About YouTube Data

Datasets that we use for this project are about YouTube Videos. The data is collected by a webcrawler using YouTube APIs and is publically available on a web page at Simon Fraser University's website. The raw data contains the features described below.


Video ID Uploader Age Category Length Views Rate Ratings Comments Related IDs
bRPeEVpHiI8 ufc 744 Sports 154 331333 3.32 1284 103 "bRPeEVpHiI8,D7-oJH4TR88,etc"

Some of them (e.g. Video ID) will be self-explanatory, but several will not be. Age refers to how old the video (not the uploader) is. The difference between Rate and Ratings is that Ratings represents how many times the video has been rated while Rate is the actual rating value (number of stars); similarly, Comments represents how many comments have been posted rather than what people have commented.

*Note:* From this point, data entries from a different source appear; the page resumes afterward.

PR #1293, opened 2023-12-19
Fix issue with pillar ability's cover not updating properly on units spawned next to the actor 

### LINKED ISSUE #1288: Templars' Pillar doesn't give cover when spawned directly adjacent to units
Seems like an oversight, it works fine when you spawn a pillar and then move a unit to it, but if spawned right near a unit, it will not provide cover right away.

BlackDog86:
Fixes #1288

### DIFF
--- a/X2WOTCCommunityHighlander/Src/XComGame/Classes/X2Effect_Pillar.uc
+++ b/X2WOTCCommunityHighlander/Src/XComGame/Classes/X2Effect_Pillar.uc
@@ -1,0 +1,16 @@
+class X2Effect_Pillar extends X2Effect_SpawnDestructible;
+
+function int GetStartingNumTurns(const out EffectAppliedData ApplyEffectParameters)
+{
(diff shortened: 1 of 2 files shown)


Iridar (changes requested):
This PR is missing .x2proj change for X2Effect_Pillar.

BlackDog86:
Should be done now

Iridar:
Sorry, but it's in the wrong commit now. For PRs that add new files to Highlander, the first commit must have the new file and change to .x2proj file (it helps to restart modbuddy before making the commit so that changes actually apply to the .x2proj file), and the second commit should have the rest of the PR.

BlackDog86:
Commits re-arranged

BlackDog86:
Needs more work - issue was more complex than first thought

Iridar:
In testing this PR doesn't actually fix the issue. The latest commit includes other things I tried, but none of them help either. I'm closing it for now, feel free to reopen later if a solution is found.

PR #1294, opened 2023-12-19
Updated Lure status effect so it ticks properly & isn't removed when the source unit dies

### LINKED ISSUE #1286: Ultrasonic lure duration is actually permanent

BlackDog86:
Fixes #1286

### DIFF
--- a/X2WOTCCommunityHighlander/Src/XComGame/Classes/X2StatusEffects.uc
+++ b/X2WOTCCommunityHighlander/Src/XComGame/Classes/X2StatusEffects.uc
@@ -2486,8 +2486,12 @@ static function X2Effect_Persistent CreateUltrasonicLureTargetStatusEffect()
 	UltrasonicLureTargetEffect = new class'X2Effect_Persistent';
 	UltrasonicLureTargetEffect.EffectName = default.UltrasonicLureName;
 	UltrasonicLureTargetEffect.DuplicateResponse = eDupe_Ignore;
-	UltrasonicLureTargetEffect.BuildPersistentEffect(default.ULTRASONICLURE_TURNS,, true);
-	UltrasonicLureTargetEffect.SetDisplayInfo(ePerkBuff_Passive, default.UltrasonicLureFriendlyName, default.UltrasonicLureFriendlyDesc, "img:///UILibrary_PerkIcons.UIPerk_mark" );
+	// Start Issue #1286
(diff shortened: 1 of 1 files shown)


BlackDog86:
image
image

Tested and now ticks properly - this issue actually only affects a couple of niche circumstances because the base game includes the ability as a passive (not a debuff) - the "Lost Lure Status Icon" mod changes this to a penalty so the tick then displayed in YAF1 (hence is invisible normally).

X2WOTCCommunityHighlander/Src/XComGame/Classes/X2StatusEffects.uc
```diff
@@ -2486,8 +2486,8 @@ static function X2Effect_Persistent CreateUltrasonicLureTargetStatusEffect()
 	UltrasonicLureTargetEffect = new class'X2Effect_Persistent';
 	UltrasonicLureTargetEffect.EffectName = default.UltrasonicLureName;
 	UltrasonicLureTargetEffect.DuplicateResponse = eDupe_Ignore;
-	UltrasonicLureTargetEffect.BuildPersistentEffect(default.ULTRASONICLURE_TURNS,, true);
-	UltrasonicLureTargetEffect.SetDisplayInfo(ePerkBuff_Passive, default.UltrasonicLureFriendlyName, default.UltrasonicLureFriendlyDesc, "img:///UILibrary_PerkIcons.UIPerk_mark" );
+	UltrasonicLureTargetEffect.BuildPersistentEffect(default.ULTRASONICLURE_TURNS,false,false,,eGameRule_PlayerTurnBegin); //Issue #1286 - Keep effect when source dies, tick on turn begin. Adjust icon and displayinfo to display as debuff rather than passive.
```
Iridar, line 2489: Please use Start Issue and End Issue tags when changes span multiple lines, and please add a HL-Docs ref:bugfixes entry.

Iridar (changes requested):

BlackDog86:
Docs tags updated

Iridar (approved):

PR #1307, opened 2024-02-27
Fix X2Effect_BonusWeaponDamage damage preview

### LINKED ISSUE #612: Conventional weapon breakthrough interacts badly with Psi Amps

Iridar:
Fixes #612 
Requires #1306

### DIFF
--- a/X2WOTCCommunityHighlander/Src/XComGame/Classes/X2Effect_BonusWeaponDamage.uc
+++ b/X2WOTCCommunityHighlander/Src/XComGame/Classes/X2Effect_BonusWeaponDamage.uc
@@ -18,10 +18,16 @@ var int BonusDmg;
 
 // Start Issue #612
 /// HL-Docs: ref:Bugfixes; issue:612
-/// Use `GetAttackingDamageModifier_CH()` to gain access to the damage effect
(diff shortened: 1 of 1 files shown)


Iridar:
I realized that custom damage effects may not always call the new `GetAttackingDamageModifier_CH()`, so it's preferable to use it only for the purposes of damage preview. I brought back the original implementation of `GetAttackingDamageModifier()` so that in cases like that it can still apply the bonus damage correctly, even if it will not be displayed in the damage preview.

Iridar:
In testing the new implementation doesn't work, to be fixed.

PR #1314, opened 2024-02-29
Allow Stun Lance to target Mind Controlled units

### LINKED ISSUE #1312: Stun Lancer's Stun Lance can't target MC'd or hacked units

copyrite:
Fixes #1312

### DIFF
--- a/X2WOTCCommunityHighlander/Src/XComGame/Classes/X2Ability_StunLancer.uc
+++ b/X2WOTCCommunityHighlander/Src/XComGame/Classes/X2Ability_StunLancer.uc
@@ -1,0 +1,283 @@
+//---------------------------------------------------------------------------------------
+//  Copyright (c) 2016 Firaxis Games, Inc. All rights reserved.
+//---------------------------------------------------------------------------------------
+class X2Ability_StunLancer extends X2Ability;
+
+var private name StunImpairingAbilityName;
+
+static function array<X2DataTemplate> CreateTemplates()
+{
+	local array<X2DataTemplate> Templates;
+	
+	Templates.AddItem(CreateStunLanceAbility());
+	Templates.AddItem(CreateStunLancerImpairingEffectAbility());
+	
+	return Templates;
+}
+
+static function X2AbilityTemplate CreateStunLanceAbility(optional Name AbilityName = 'StunLance')
+{
+	local X2AbilityTemplate                 Template;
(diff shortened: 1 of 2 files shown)


X2WOTCCommunityHighlander/Src/XComGame/Classes/X2Ability_StunLancer.uc
```diff
@@ -51,6 +51,10 @@ static function X2AbilityTemplate CreateStunLanceAbility(optional Name AbilityNa
 	TargetPropertyCondition = new class'X2Condition_UnitProperty';	
 	TargetPropertyCondition.ExcludeDead = true;                     //Can't target dead
 	TargetPropertyCondition.ExcludeFriendlyToSource = true;         //Can't target friendlies
+
+	/// HL-Docs: ref:Bugfixes; issue:1312
+	/// Allow Stun Lance to target Mind Controlled units (currently on the same team as the Stun Lancer)
+	TargetPropertyCondition.TreatMindControlledSquadmateAsHostile = true;
```
Iridar, line 57: Please add an empty line after this.

Iridar (changes requested):
Not 100% comfortable changing a function that could be potentially getting used by mods to create their own versions of Stun Lance where the changed behavior may or may not be necessary. This change is on the edge between a bugfix and a BC break.

OTOH `TreatMindControlledSquadmateAsHostile` is a really weird flag you would expect to be `true` by default.

copyrite:
I expect this PR to have the same merge conflict as #1313, the project file changes all landed on the same line in alphabetical order. Therefore I'd wait for that one to be merged first.

copyrite:
I'll also repeat here the consideration I brought up on Discord:

I'm not completely sure if there's a mod compatibility risk related to AI. For example, let's say there's a Sectoid and Stun Lancer in play. Sectoid Mind Controls an XCOM soldier. Before the fix, the same XCOM soldier is not a valid target for Stun Lance, but after the fix, it is.

Testing this in a vanilla game both with and without highlander, and verifying the available moves with x2allowselectall, I found that the Lancer will not attack the mind controlled target even if it has the option to do so. But if this feels like it'd cause unwanted changes downstream, I'm not bummed if this PR gets rejected. After all the situation where the player would get burnt by this interaction is very niche; take 2 MCs (one of which is a Lancer) and make them fight against each other.

PR #1321, opened 2024-03-25
Allow hit results other than `eHit_Success` to display flyovers when using bCombineFlyovers

### LINKED ISSUE #1320: X2Action_ApplyWeaponDamageToUnit::bCombineFlyovers incorrectly handles hit results
# The Problem

I'm not sure what's the purpose behind `bCombineFlyovers`, the only ability in the entire game that uses it is Ionic Storm, and I can't be bothered to trace the code to figure it out. 

But if it's set to `true`, it will check `HitResults[i] == eHit_Success`, ignoring other hit results, like `eHit_Crit`, and in cases like that it will simply not create a flyover, as if the target was completely unaffected by the ability. 

So this will happen only when `bCombineFlyovers = true;` and the ability is not a guaranteed hit, which is not an issue for the base game, as, again, this flag is used only for Ionic Storm, which is a guaranteed hit, but for the sake of mod-added abilities that may want to use this flag, it might be worth fixing. 

# The Fix

Simply replacing `HitResults[i] == eHit_Success` with `class'XComGameStateContext_Ability'.static.IsHitResultHit(HitResults[i])` in the relevant spot should do the trick.

Iridar:
Fixes #1320

### DIFF
--- a/X2WOTCCommunityHighlander/Src/XComGame/Classes/X2Action_ApplyWeaponDamageToUnit.uc
+++ b/X2WOTCCommunityHighlander/Src/XComGame/Classes/X2Action_ApplyWeaponDamageToUnit.uc
@@ -884,7 +884,9 @@ simulated state Executing
 				m_iShredded = 0;
 				for( i = 0; i < HitResults.Length && i < DamageResults.Length; i++ ) // some abilities damage the same target multiple times
 				{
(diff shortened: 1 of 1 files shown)


Iridar:
This PR allows crits to display, but misses/grazes/etc will still not show, that would require separate handling.

PR #1330, opened 2024-05-02
Remove cap from bonus damage added by rupture and make rupture apply after attack's damage

### LINKED ISSUE #1299: Rupture is applied before attack damage is calculated
[Relevant code](https://github.com/X2CommunityCore/X2WOTCCommunityHighlander/blob/673de4faaf5b89077f2fead508ec6f6f5b5e2219/X2WOTCCommunityHighlander/Src/XComGame/Classes/X2Effect_ApplyWeaponDamage.uc#L150C3-L153C4)

It's not perfectly clear if this is a bug or intended behavior, since only the Rupture ability uses the rupture mechanic. The ability description implies the Rupture Shot itself shouldn't benefit from this bonus damage.

> A Rupture shot deals critical damage and ensures that the target takes an additional +3 damage from all attacks in the future.

For comparison, nor Shredder nor Holo Target provide any benefit to attacks that apply them. It would make sense for Rupture to behave the same.

Iridar:
Fixes #1299

### DIFF
--- a/X2WOTCCommunityHighlander/Src/XComGame/Classes/X2Effect_ApplyWeaponDamage.uc
+++ b/X2WOTCCommunityHighlander/Src/XComGame/Classes/X2Effect_ApplyWeaponDamage.uc
@@ -146,13 +146,17 @@ simulated protected function OnEffectAdded(const out EffectAppliedData ApplyEffe
 				}
 			}
 		}
-		
+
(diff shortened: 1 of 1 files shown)


Tedster59:
This change appears to be causing misses to do damage to ruptured targets.  I set up a scenario with a 0% chance to hit target and they are taking 1 damage

image

Another test using a weapon that does not have built in rupture as well.
image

More than 100 datasets are available on the original site. Since the duration time of the webcrawler is different, each dataset has a different size. A small one is, for example, less than 100KB, but a large one can be more than 10MB. The oldest dataset was created on February 2007, and the newest on September 2008. We are using a dataset (0.txt) created on March 2, 2007. In order to visualize it, we preprocessed the data: Views and Rate (aka Stars) changed numerical values to categorical values. Some values of Category are also changed. The details are as follows:

Views

< 10k: All videos views of which are less than 10,000

< 50k: Less than 50,000

< 100k: Less than 100,000

≥ 100k: Equal or more than 100,000

Stars

1: Rates between 0 and 0.99..

2: between 1 and 1.99..

3: between 2 and 2.99..

4: between 3 and 3.99..

5: between 4 and 5

Category

'Others' contains the following categories:

1. Howto & DIY

2. Pets & Animals

3. Autos & Vehicles

4. Gadgets & Games

5. Travel & Places

Findings

What we learned from the dataset using our visualization and consider to be of interest are the following three points:

  • First, people rate videos more often as the number of video views increases. This is not surprising, but if the number of views exceeds 100,000, the number of ratings suddenly increases significantly.

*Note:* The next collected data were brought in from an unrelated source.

PR #1336, opened 2024-05-02
Issue #1299 - remove unused local variable

Iridar:
Addendum for Issue #1299 - forgot to comment out the local variable `RuptureCap` which no longer has a use.


RustyDios:
Other than the warning in the build for an unused variable this has potentially fatal knock-on effects for any classes that extend X2effect_applyweapondamage and expect to use/inherit the value from the base class

PR #1339, opened 2024-05-02
Make guaranteed crit abilities display as having 100% crit chance

### LINKED ISSUE #1298: Guaranteed crit abilities do not display as guaranteed crits in the UI
For example, Rupture (`'BulletShred'`) always crits, but you would never know that from the in-game UI, only the ability description.

Iridar:
Fixes #1298

# The Problem

There are two main components to `X2AbilityToHitCalc_StandardAim`, the `GetHitChance()` which is used both for hit chance preview in UI and in the second component, `InternalRollForAbilityHit()`, which does the actual hit roll. 

The `bHitsAreCrits` bool flag is not processed in `GetHitChance()` at all, only in the roll function, where it will replace `eHit_Success` hit result with `eHit_Crit`. So outside the ability description, the player has no way of knowing that the ability will crit.

Here's how it looks in-game:

# Proposed Fix

Give the `bHitsAreCrits`  the same treatment as `bGuaranteedHit`:

1. At the start of `GetHitChance()`, `super.AddModifier()` is called to add 100 to crit chance using the super function from `X2AbilityToHitCalc` class.
2. `AddModifier()` function itself in `X2AbilityToHitCalc_StandardAim` is adjusted to disallow adding crit modifiers if the `bHitsAreCrits` flag is set. 

As the result, the ability will have one and only one crit chance modifier that equals to 100, and all other crit chance modifiers, such as from flanking, will be ignored. So in-game UI for `bHitsAreCrits` abilities will always display exactly 100%.

Here's how it looks:

# Addressing Concerns

This change does not alter handling of `bHitsAreCrits` in `InternalRollForAbilityHit()`, so nothing changes functionality-wise. Custom ToHitCalcs that override `GetHitChance()` or `AddModifier()` , at worst, will display incorrect crit chance, which they would already be doing in regards to `bHitsAreCrits`  abilities.

# Extended Information

Extended Information mod seems to correctly process the changed logic:

### DIFF
--- a/X2WOTCCommunityHighlander/Src/XComGame/Classes/X2AbilityToHitCalc_StandardAim.uc
+++ b/X2WOTCCommunityHighlander/Src/XComGame/Classes/X2AbilityToHitCalc_StandardAim.uc
@@ -373,6 +373,16 @@ protected function int GetHitChance(XComGameState_Ability kAbility, AvailableTar
 		AddModifier(100, AbilityTemplate.LocFriendlyName, m_ShotBreakdown, eHit_Success, bDebugLog);
 	}
 
+	// Start Issue #1298
+	/// HL-Docs: ref:Bugfixes; issue:1298
+	/// Add 100 crit chance to guaranteed crit abilities for the purposes of UI.
+	if (bHitsAreCrits)
+	{
+		//  call the super version to bypass our check to ignore crit chance mods for guaranteed crits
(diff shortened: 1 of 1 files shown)


Iridar:
Note: `bAllowCrit` is not being checked because `InternalRollForAbilityHit()` does not check it for `bHitsAreCrits` functionality either, so we can just assume `bHitsAreCrits` overrides `bAllowCrit`.

PR #687, opened 2025-03-04
Fixed an issue where the player would get stuck on one song after playing for about an hour or so

### LINKED ISSUE #603: Player got stuck in one song
**Describe the bug**
After using spotify-player for like 15 minutes listening a playlist the player gets stuck on a song, even if you select previous or next, it stays on the same song, if you try to place another song by selecting it directly, it does not play the one you have chosen.

**To Reproduce**
1. start listening
2. wait at least 15 minutes
3. notice that one song got stuck

**Expected behaviour**
continue playing without issues

**Log and backtrace**
[spotify-player-24-11-06-11-21.log](https://github.com/user-attachments/files/17651186/spotify-player-24-11-06-11-21.log)

**Screenshots**
[Video](https://files.catbox.moe/25zeyw.mp4)

**Environment**

- OS: Windows 11 (Pro) 23H2 22631.4391
- Application version: spotify_player 0.20.1

alexjyong:
Partially fixes https://github.com/aome510/spotify-player/issues/603 

Looks like we weren't loading the new auth token into the Session when it got refreshed. 

Unfortunately, this doesn't seem to be a complete fix, as I see the issue crop up _sometimes_, and the current page you are on the UI will have to be manually refreshed when the token expires (i.e. navigating to another page seems to help)

It _does_ however, reduce the frequency when it happens. It seems to be the most stable when you get a long playlist running and let it be for a bit.


aome510:
> Looks like we weren't loading the new auth token into the Session when it got refreshed.

I don't think this is the case. I haven't been following the original issue but I'm pretty sure that `librespot` session implements a token refetching logic itself. The auth token that `spotify_player` implements refetching is used by the Spotify client to make API requests not the session

alexjyong:
@aome510 yeah I'm not 100% sure. I noticed the frequency of the "stuck in one song" issues went down a bit, but not completely. I posted some logs in the original issue.

aome510:
> @aome510 yeah I'm not 100% sure. I noticed the frequency of the "stuck in one song" issues went down a bit, but not completely. I posted some logs in the original issue.

Thank you for investigating! I'll take a deeper look when I get more time

alexjyong:
Hi @aome510 , any updates on this from your end? Just curious :)

aome510:
> Hi @aome510 , any updates on this from your end? Just curious :)

Sorry, I don't have any update. Couldn't really reproduce the issue on my end.

landnthrn:
That must of been FUN doing an hour per test 😆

  • Second, by contrast, this is not true for the number of comments. The number of both comments and ratings increases monotonically as the number of views increases; yet, the number of comments does not increase as much as the ratings when the views exceed 100,000. This may imply that people tend to rate only, rather than making a comment, when they watch popular videos.


  • Finally, ratings tend to be higher as the length of the video increases. In other words, people seem to prefer longer videos over shorter ones in general. Meanwhile, the length tends to decrease as videos are viewed repeatedly. Our thinking about this is because shorter videos are easier to view and to share.